Transavia, Solid’air à l’action
Quatre projets axés sur l’éducation et la protection de l’environnement vont être financés par la compagnie aérienne.
Transavia.com a désigné, le 26 janvier, les quatre lauréats de son appel à projets Solid’air, un programme qui permettra de financer des initiatives liées aux enjeux environnementaux en Égypte, au Maroc, en Tunisie ou en Turquie. « Nous sommes modestes mais engagés, explique Lionel Guérin, président-directeur général de la compagnie aérienne. Les salariés sont impliqués dans cette démarche et des parrains suivront chaque action. Il ne s’agit pas seulement de faire un chèque à une grosse ONG. » Les associations, sélectionnées par un comité scientifique parmi 45 dossiers se partageront 32 000 E.
TROIS PROJETS AU MAROC
Trois projets, intégrant une dimension éducative et sociale, seront réalisés au Maroc par des acteurs locaux.

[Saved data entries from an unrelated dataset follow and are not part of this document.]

PR #344, opened 2023-12-12
Use std::string / std::string_view for psql_array_to_vector

Woazboat:
std::string append is ~2-3 times faster than string streams

https://quick-bench.com/q/JLjFJX98msn1zUpsn0I6a0voUqc

### DIFF
--- a/include/cgimap/backend/apidb/common_pgsql_selection.hpp
+++ b/include/cgimap/backend/apidb/common_pgsql_selection.hpp
@@ -16,6 +16,9 @@
 #include <chrono>
 #include <functional>
 #include <pqxx/pqxx>
+#include <string_view>
+#include <string>
+#include <vector>
 
 /* these functions take the results of "rolled-up" queries where tags, way
  * nodes and relation members are aggregated per-row.
@@ -50,6 +53,6 @@ void extract_changesets(
 
 // parses psql array based on specs given
 // https://www.postgresql.org/docs/current/static/arrays.html#ARRAYS-IO
-std::vector<std::string> psql_array_to_vector(std::string str);
+std::vector<std::string> psql_array_to_vector(std::string_view str);
 
 #endif /* CGIMAP_BACKEND_APIDB_COMMON_PGSQL_SELECTION_HPP */
--- a/src/backend/apidb/common_pgsql_selection.cpp
+++ b/src/backend/apidb/common_pgsql_selection.cpp
@@ -283,54 +283,54 @@ void extract_changesets(
   }
 }
 
-std::vector<std::string> psql_array_to_vector(std::string str) {
+std::vector<std::string> psql_array_to_vector(std::string_view str) {
   std::vector<std::string> strs;
-  std::ostringstream value;
+  std::string value;
   bool quotedValue = false;
   bool escaped = false;
   bool write = false;
 
-  if (str == "{NULL}" || str == "")
+  if (str == "{NULL}" || str.empty())
     return strs;
 
-  for (unsigned int i=1; i<str.size(); i++) {
-    if (str[i]==',') {
+  const auto str_size = str.size();
+  for (unsigned int i = 1; i < str_size; i++) {
+    if (str[i] == ',') {
       if (quotedValue) {
-        value<<",";
+        value += ",";
       } else {
         write = true;
       }
-    } else if (str[i]=='\"') {
+    } else if (str[i] == '\"') {
       if (escaped) {
-        value << "\"";
+        value += "\"";
         escaped = false;
       } else if (quotedValue) {
-        quotedValue=false;
+        quotedValue = false;
       } else {
         quotedValue = true;
       }
-    } else if (str[i]=='\\'){
+    } else if (str[i] == '\\') {
       if (escaped) {
-        value << "\\";
+        value += "\\";
         escaped = false;
       } else {
         escaped = true;
       }
-    } else if (str[i]=='}') {
-      if(quotedValue){
-        value << "}";
+    } else if (str[i] == '}') {
+      if (quotedValue) {
+        value += "}";
       } else {
         write = true;
       }
     } else {
-      value<<str[i];
+      value += str[i];
     }
 
     if (write) {
-      strs.push_back(value.str());
-      value.str("");
+      strs.push_back(value);
       value.clear();
-      write=false;
+      write = false;
     }
   }
   return strs;


Woazboat:
Ideally the temporary (vector of) strings should not be created at all unless required by the consumer. In most cases the string does not need to be un-quoted and all that's done with the strings is convert them to integers. This could be done with e.g. a callback function that gets passed a string_view of the individual elements. That way we could avoid allocating and copying a std::string completely.

mmd-osm:
Thanks! I'm merging this right now.

I agree, when we're sure that the string doesn't use quoting, like a list of node ids, we might do a bit better with different approaches. As an example, absl::StrSplit (https://abseil.io/docs/cpp/guides/strings) uses a find + string_view.

I've already seen some good improvements with this change, so would leave it at that for the moment.

Woazboat:
I have a work-in-progress implementation of an array parsing iterator/view that can yield string_views of individual array elements on the fly, including for quoted values. Only backslash escaped values need a second un-escaping step to remove the escape characters since we can't modify the original string, but that can be done on-demand and only when required. It's about twice as fast compared to the `std::string` version here (for values without backslash escaping). It could be made even faster for arrays that are known to have no quoting/escaping since then all the checks for that could be optimized out.
https://github.com/Woazboat/openstreetmap-cgimap/commit/40c6c3e057808388202e6c6db1433e089e4f2170
https://quick-bench.com/q/urIpF-QeYLvVQTTcJ_JhcG_D2oM

mmd-osm:
std::function has some overhead, maybe you could also try a template parameter for the lambda function:

```
template <class Functor>
void psql_array_to_vector_callback(std::string_view str, Functor callback) {
```

Woazboat:
Yeah I know, it was originally just a function pointer for that reason since I was just testing it and didn't want to make it into a template at that point. I'm not going to work on the callback version any further though since the iterator/view is better all around, so it's just in there for comparison.

Woazboat:
It's about the same as the view version as a template https://quick-bench.com/q/G14I2eA16AIg5epd7wnEr_7dM1w

Woazboat:
> I have a work-in-progress implementation of an array parsing iterator/view that can yield string_views of individual array elements on the fly, including for quoted values. Only backslash escaped values need a second un-escaping step to remove the escape characters since we can't modify the original string, but that can be done on-demand and only when required. It's about twice as fast compared to the `std::string` version here (for values without backslash escaping). It could be made even faster for arrays that are known to have no quoting/escaping since then all the checks for that could be optimized out. [Woazboat@40c6c3e](https://github.com/Woazboat/openstreetmap-cgimap/commit/40c6c3e057808388202e6c6db1433e089e4f2170) https://quick-bench.com/q/urIpF-QeYLvVQTTcJ_JhcG_D2oM

I've now added the optimizations for values that are known to be non-null and/or do not need to be escaped. There's some nice speedups that can be gained here.
https://github.com/Woazboat/openstreetmap-cgimap/tree/psql-array-iterator
https://quick-bench.com/q/PoLf2HSTa0y5WsiMYrhq-Z_TpF4

mmd-osm:
So in places like https://github.com/zerebubuth/openstreetmap-cgimap/blob/master/src/backend/apidb/common_pgsql_selection.cpp#L158-L175, where we're creating new comments instances from multiple psql_array_to_vector, we probably need to change processing a bit when using iterators. Did you have any particular pattern in mind how you want to iterate over multiple arrays?

Woazboat:
Instead of advancing the index counter we can simply advance the individual iterators themselves, that shouldn't be a problem. The loop condition needs to check if any iterator has reached its end and the size mismatch check needs to be done after the loop (i.e. simply check if any of the iterators isn't at its end and still has elements left). 
C++23 https://en.cppreference.com/w/cpp/ranges/zip_view or https://en.cppreference.com/w/cpp/ranges/zip_transform_view would make that even easier, but unfortunately we can't use that yet.

mmd-osm:
> I've now added the optimizations for values that are known to be non-null and/or do not need to be escaped. There's some nice speedups that can be gained here.
https://github.com/Woazboat/openstreetmap-cgimap/tree/psql-array-iterator

I've started to move a few obvious bits of this branch to https://github.com/mmd-osm/openstreetmap-cgimap/tree/patch/cn_array_vector so that these changes don't get lost.

In some of my  /map.json testcases, another 5% performance improvement with the  iterator approach seems possible. Will need to do some more testing to get a better understanding about the potential improvements vs. the added code complexity.

Woazboat:
Thanks! I haven't completely forgotten about that branch, but it's unfortunately been on the backburner. I'll try and rebase it to get it up to date soon.

mmd-osm:
With the latest changes in master, the fixed sized string approach using std::array is in the 1% difference range (indistinguishable from measurement noise)…

Woazboat:
The main difference that I can see between the fixed array approach and the current method of filling the string char by char is that it could potentially avoid reallocations for large strings by constructing it all at once. I suspect that doesn't happen often enough to make a noticeable difference. 
It performs an additional copy to the temporary array before copying the full array to the internal string buffer while the direct append to the string can fill the internal string buffer directly. In theory this could actually make it slightly slower for short strings that use small string optimization and do not require heap (re-)allocation.

mmd-osm:
By the way, compared to v0.9.0, my map.json testcase is now about 33% faster when using gzip compression, and about 15% for identity (uncompressed). Brotli is a bit faster than gzip, and has even better compression.

psql_array_to_vector shows up in the 2-3% range with additional 2-3% for string / vector construction, which is triggered by psql_array_to_vector. I think it will be somewhat challenging to achieve further significant speed ups.

Woazboat:
Nice :+1: 
How are you testing the performance exactly? I've been thinking about adding some sort of benchmark that could be used as a reference to see the impact of changes.

mmd-osm:
Usually, I download some city level data from Overpass API (without the metadata), then use `osmium renumber -s -1 input.osm -o output.osm` to generate negative osm ids suitable for JOSM upload. In JOSM I upload the data to my local instance with all validations turned off (they are super slow and irrelevant in this case). That's good enough to upload millions of changes. For much larger data volumes, it's usually better to use some bulk upload script. In this case it wasn't needed. To measure /map.json performance I was using the Apache Benchmark tool, and linux perf tools for all analysis work, as well as https://github.com/KDAB/hotspot for fancy flame graphs.

mmd-osm:
@Zverik : https://en.osm.town/@zverik/112375772496506669 -> why not use osmium renumber to fix ids (see previous comment). Works like charm.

Celui de Microbiona, l’association marocaine de biotechnologie microbienne et de protection des ressources naturelles, par exemple, s’intéressera à la protection de lŽenvironnement dans les oasis du Sud et à l’amélioration de la qualité de vie. Dans ces écosystèmes fragiles, l’eau est polluée par les déchets issus des latrines, menaçant la biodiversité et causant des maladies parmi les habitants. La première phase du projet, soutenu par le Programme des Nations unies pour le développement (PNUD), portera sur la sensibilisation à la pollution de l’eau. Une seconde phase concernera l’assainissement des points d’eau. Enfin, l’installation de latrines écologiques permettra de régler durablement le problème, tout en apportant un complément de matière organique afin de fertiliser les sols. Des actions essentielles si l’on ne veut pas voir les oasis, richesse du pays et joie des touristes, disparaître, explique le professeur Mohamed Yacoubi-Khebiza, de Microbiona. Une réflexion partagée par Lionel Guérin, qui a annoncé la pérennisation du programme Solid’air dans les prochaines années. « Nous avons des obligations dans ces pays, comme celle de participer au développement local et à la protection de l’environnement, conclut-il. Les partenaires, agences de voyages, tour-opérateurs, sont les bienvenus ».